Dataset entries:
[Start of Attachment]

Issue #16476, opened 2019-01-21
Feature: HTTP preconnect


robatwilliams:
* Output of `node_modules/.bin/electron --version`: 4.01 (originally discovered using 2.0.13)
* Operating System (Platform and Version): Windows 10 64-bit
* Output of `node_modules/.bin/electron --version` on last known working Electron version (if applicable): n/a

**Expected Behavior**
Should behave as standalone Chromium does when loading remote pages:
* When a page provides a `preconnect` resource hint via a response header or link tag, it should preemptively preconnect to the specified domain
* When loading a page that hasn't been seen before, it should preemptively open 2 connections to the origin
* When loading a page that has been seen before, it should use collected data from previous visits to preemptively open however many connections it believes are likely to be necessary

**Actual behavior**
No preconnects are made in any of the above scenarios. This is verified by the absence in the network log of any `HTTP_STREAM_JOB_CONTROLLER` events with `is_preconnect = true`. 

**To Reproduce**
~~I don't have a repo I can share, but...~~ See repo & instructions in immediately-following comments. Starting a window with `--log-net-log=C:\log.json` and causing the scenarios above, will reveal in the log that no preconnects are made. Do the same with a standalone Chromium (same v69), and preconnects are made.

**Screenshots**
n/a

**Additional Information**
⚠️ edited to add: feature not part of the content module? See [comment](https://github.com/electron/electron/issues/16476#issuecomment-456972406)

[End of Attachment]

Every line in the records above that contains the word "seen" is to be copied out.

* When loading a page that hasn't been seen before, it should preemptively open 2 connections to the origin
* When loading a page that has been seen before, it should use collected data from previous visits to preemptively open however many connections it believes are likely to be necessary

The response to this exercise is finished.